EXTRACTED ENTRIES: Begin

PR #587, opened 2022-08-26
Reduce version complexity

woutervb:
Reduce supported python versions to those that come with python lts releases

* python3.5 (xenial)
* python3.6 (bionic)
* python3.8 (focal)

### DIFF
--- a/.github/workflows/tox.yml
+++ b/.github/workflows/tox.yml
@@ -24,7 +24,7 @@ jobs:
     runs-on: ubuntu-20.04
     strategy:
       matrix:
-        python: [2.7, 3.5, 3.6, 3.7, 3.8, 3.9]
+        python: [3.5, 3.6, 3.8]
 
     steps:
       - uses: actions/checkout@v2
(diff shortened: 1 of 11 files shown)


sparkiegeek:
Ubuntu 22.04 LTS comes with Python 3.10 - it shouldn't be excluded?

.github/workflows/tox.yml
```diff
@@ -24,7 +24,7 @@ jobs:
     runs-on: ubuntu-20.04
     strategy:
       matrix:
-        python: [2.7, 3.5, 3.6, 3.7, 3.8, 3.9]
+        python: [3.5, 3.6, 3.8]
```
sparkiegeek, line 27: this is at odds with the idea of supporting the Python versions that come with Ubuntu LTS releases (since we always run on 20.04 with differing versions)

woutervb: Well it doesn't work, never had, so nothing is dropped here. It is fixed with a follow-up pr

maxiberta (approved):
+1 provided with merge together with the follow-up PR (#588) adding support for python 3.10.

PR #591, opened 2023-01-06
Fix spelling of Python 3.5-specific requirements

cjwatson:
According to PEP 440, `~="3.5"` is equivalent to `>="3.5", =="3.*"` - that is, any 3.x version from 3.5 on.  I don't think that's what was intended in most of these cases, and the effect is that resolvers on recent versions of Python end up pinning to the versions that work on 3.5, which is pretty excessive.

In most of these cases, `~="3.5.0"` is a better spelling, restricting these pins to Python 3.5.x.  The exceptions seem to be `aiocontextvars` and `contextvars`, which were needed in Python 3.5 and 3.6, but aren't needed as of 3.7 since `contextvars` is in the standard library there; I think `>="3.5"` plus `<"3.7"` and similar makes more sense for those cases. (Comments in `talisker.context` indicate that `aiocontextvars` specifically requires at least 3.5.3.)

### DIFF
--- a/.github/workflows/tox.yml
+++ b/.github/workflows/tox.yml
@@ -37,7 +37,7 @@ jobs:
           sudo apt update
           cat dependencies.txt | xargs sudo apt install -y
           python -m pip install --upgrade pip
-          pip install tox tox-gh-actions
+          pip install 'tox<4' 'tox-gh-actions<3'
       - name: Start redis
         run: sudo systemctl start redis-server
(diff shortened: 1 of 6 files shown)


tartley (approved):
lgtm!

verterok (approved):
looks good

maxiberta (approved):
LGTM!

PR #592, opened 2023-01-10
Drop the future library

cjwatson:
We no longer need it having dropped support for Python 2.


maxiberta (approved):
This looks great. Thanks for the cleanup! +1

PR #610, opened 2024-12-04
Prevent prometheus_client deadlocks during signal handling by the gunicorn arbiter

suligap:
We have been affected by deadlocks caused by talisker instrumenting the gunicorn main process' logging with sentry and related prometheus metrics. The deadlocks were on a lock in prometheus_client.

So this is a single threaded context in which the main process was sometimes in the middle of incrementing a prometheus counter as a result of sending an event to sentry as a result of gunicorn main process logging an error log about eg. terminating an unresponsive worker. In the middle of that when the global multiprocessing mode prometheus client lock in values.py was held, a signal handler for SIGCHLD was invoked in that main process in response to some other worker terminating. During that signal handling the main process also logs an error message which caused the sentry event and a corresponding prometheus counter update -> deadlock.

So in order to be more careful/conservative with what we do during signal handling, or in this case what we instrument gunicorn to do, this change sets up all of the requests related metrics to not be emitted from the process they were created in (which for these metrics is the gunicorn arbiter if we're running gunicorn).

More details on prometheus client behavior in
https://github.com/prometheus/client_python/pull/1076

### DIFF
--- a/talisker/metrics.py
+++ b/talisker/metrics.py
@@ -25,6 +25,7 @@
 from contextlib import contextmanager
 import functools
 import logging
+import os
 import time
 
 import talisker.statsd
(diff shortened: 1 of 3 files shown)


suligap:
Closing in favor of #611

PR #614, opened 2025-03-14
Bump supported flask, werkzeug and statsd versions

edlerd:


maxiberta (commented):
Thanks for your contribution!
Would you please elaborate on why these new constraints are `python_version>=3.9`?

requirements.docs.txt
```diff
@@ -1,2 +1,3 @@
 Sphinx==5.3.0;python_version=="3.6"
 Sphinx==7.0.1;python_version>"3.6"
+werkzeug==2.3.8
```
maxiberta, line 3: Why this specific version of Werkzeug for docs requirements?

edlerd: This one was failing before because of a missing werkzeug. You are right, we don't have to specify a version for it here though. Relaxed this to just list werkzeug here.

maxiberta:
> > Thanks for your contribution! Would you please elaborate on why these new constraints are `python_version>=3.9`?
> 
> This is due to what the pages on https://pypi.org/project/Werkzeug/ and https://pypi.org/project/Flask/ list. For recent version, both say "Requires: Python >=3.9".

That applies to the latest release only. But for example, according to [Flask release notes](https://flask.palletsprojects.com/en/stable/changes/#version-3-1-0/) Python 3.8 was supported up to version 3.1.0. As a library, we should try to minimize restrictions really. In this case, I'd say just `;python_version>"3.8"`.

edlerd:
Went back to requiring python 3.9 as the dependencies could not be resolved with the relaxed requirements. [Python 3.8 is end of life](https://devguide.python.org/versions/), so we probably don't need to cater for it anyways.

maxiberta:
I'm attempting to env/bin/pip install -e . and got:
```
ERROR: Cannot install talisker==0.21.5 because these package versions have conflicting dependencies.

The conflict is caused by:
    talisker 0.21.5 depends on Werkzeug<3
    talisker 0.21.5 depends on Werkzeug>=3<4
```

Not sure how checks are passing though.

Also, I think requirements in `setup.cfg` and `setup.py` should be in sync.

edlerd:
Updated `setup.py` and refined the dependency definitions.
Successfully tested it locally with the anbox cloud dashboard in canonical/ams

edlerd:
> Updated `setup.py` and refined the dependency definitions. Successfully tested it locally with the anbox cloud dashboard in canonical/ams

setup.cfg
```diff
@@ -67,7 +69,8 @@ prometheus =
 	prometheus-client<0.8;python_version>"3.5"
 flask =
 	flask~=1.1;python_version~="3.5.0"
-	flask<3;python_version>"3.5"
+	flask<3;python_version>"3.5" and python_version<"3.9"
+	flask>=3,<4;python_version>="3.9"
```
maxiberta, line 73: This is gratuitously forcing users on recent python versions to use Flask 3. The Store is one such case for example :) running on Jammy (py310 ) on Flask 2.3.2. 

```sh
$ env/bin/pip install -e .[flask] flask==2.3.2
...
ERROR: Cannot install flask==2.3.2 and talisker[flask]==0.21.5 because these package versions have conflicting dependencies.

The conflict is caused by:
    The user requested flask==2.3.2
    talisker[flask] 0.21.5 depends on flask<4 and >=3
...
```

maxiberta: Can we maybe just `flask<=3` for any python version?

maxiberta (changes requested):
I think the updated requirements are too aggressive and will needlessly affect users - including our own services in production. Please make sure to keep full backward compatibility.

setup.cfg
edlerd: Sure, we can be more relaxed in the requirements here and let downstream projects choose the version they want. I'll adjust it here for flask and the other requirements.

requirements.docs.txt
```diff
@@ -1,2 +1,3 @@
 Sphinx==5.3.0;python_version=="3.6"
 Sphinx==7.0.1;python_version>"3.6"
+werkzeug
```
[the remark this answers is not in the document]
edlerd: The docs build in GitHub actions was failing without this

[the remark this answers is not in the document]
edlerd: Meaning the readthrtocs build, and think it does not run as GitHub action but in another external ci system.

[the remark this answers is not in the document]
edlerd: Here is the last failure, without this line: https://app.readthedocs.org/projects/talisker/builds/27508812/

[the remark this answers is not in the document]
maxiberta: Oh I see. Ok! Thanks

maxiberta (approved):
LGTM +1 thanks

PR #617, opened 2026-03-16
Fix building docs

jugmac00:


maxiberta (commented):
Thanks! I think it should be `setuptools<82` - [version 82 dropped `pkg_resources`](https://setuptools.pypa.io/en/latest/history.html#v82-0-0) which crashes `make docs`, in my local env at least.

jugmac00:
Thanks, @maxiberta, I pushed a new commit.

maxiberta (approved):
LGTM thanks!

EXTRACTED ENTRIES: End

Lines from the top of the data above through the line containing "- uses: actions/checkout@v2" must be repeated exactly. All other lines stay out.

PR #587, opened 2022-08-26
Reduce version complexity

woutervb:
Reduce supported python versions to those that come with python lts releases

* python3.5 (xenial)
* python3.6 (bionic)
* python3.8 (focal)

### DIFF
--- a/.github/workflows/tox.yml
+++ b/.github/workflows/tox.yml
@@ -24,7 +24,7 @@ jobs:
     runs-on: ubuntu-20.04
     strategy:
       matrix:
-        python: [2.7, 3.5, 3.6, 3.7, 3.8, 3.9]
+        python: [3.5, 3.6, 3.8]
 
     steps:
       - uses: actions/checkout@v2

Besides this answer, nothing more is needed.